_TASK DESCRIPTION_
The expected output is each entry, given again exactly.

★ ★ ★ ★

PR #9177, opened 2025-04-06
Warn instead of error on unused resources

### LINKED ISSUE #4177: Warn instead of fail on unused resources

IvanChalukov:

resubmitting of #5060
closes #4177

The `validateResourcesUnused` function is now called within `validateResources` instead of `validateResourceTypes` as it was in #5060. This placement is more convenient since it is related to `resources`.

* [x] Implement support for unused resources
* [x] Update tests

## Release Note

* Allow configuring pipelines even when they contain unused resources.

### DIFF
--- a/atc/configvalidate/validate.go
+++ b/atc/configvalidate/validate.go
@@ -208,7 +208,7 @@ func validateResources(c atc.Config) ([]atc.ConfigWarning, error) {
 		}
 	}
 
-	errorMessages = append(errorMessages, validateResourcesUnused(c)...)
+	warnings = append(warnings, validateResourcesUnused(c)...)
 
 	return warnings, compositeErr(errorMessages)
 }
@@ -287,18 +287,20 @@ func validatePrototypes(c atc.Config, seenTypes map[string]location) ([]atc.Conf
 	return warnings, compositeErr(errorMessages)
 }
 
-func validateResourcesUnused(c atc.Config) []string {
+func validateResourcesUnused(c atc.Config) []atc.ConfigWarning {
+	warnings := []atc.ConfigWarning{}
 	usedResources := usedResources(c)
 
-	var errorMessages []string
 	for _, resource := range c.Resources {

★ ★ ★ ★

_ANSWER TO THIS EXERCISE_
PR #9177, opened 2025-04-06
Warn instead of error on unused resources

### LINKED ISSUE #4177: Warn instead of fail on unused resources

IvanChalukov:

resubmitting of #5060
closes #4177

The `validateResourcesUnused` function is now called within `validateResources` instead of `validateResourceTypes` as it was in #5060. This placement is more convenient since it is related to `resources`.

* [x] Implement support for unused resources
* [x] Update tests

## Release Note

* Allow configuring pipelines even when they contain unused resources.

### DIFF
--- a/atc/configvalidate/validate.go
+++ b/atc/configvalidate/validate.go
@@ -208,7 +208,7 @@ func validateResources(c atc.Config) ([]atc.ConfigWarning, error) {
 		}
 	}
 
-	errorMessages = append(errorMessages, validateResourcesUnused(c)...)
+	warnings = append(warnings, validateResourcesUnused(c)...)
 
 	return warnings, compositeErr(errorMessages)
 }
@@ -287,18 +287,20 @@ func validatePrototypes(c atc.Config, seenTypes map[string]location) ([]atc.Conf
 	return warnings, compositeErr(errorMessages)
 }
 
-func validateResourcesUnused(c atc.Config) []string {
+func validateResourcesUnused(c atc.Config) []atc.ConfigWarning {
+	warnings := []atc.ConfigWarning{}
 	usedResources := usedResources(c)
 
-	var errorMessages []string
 	for _, resource := range c.Resources {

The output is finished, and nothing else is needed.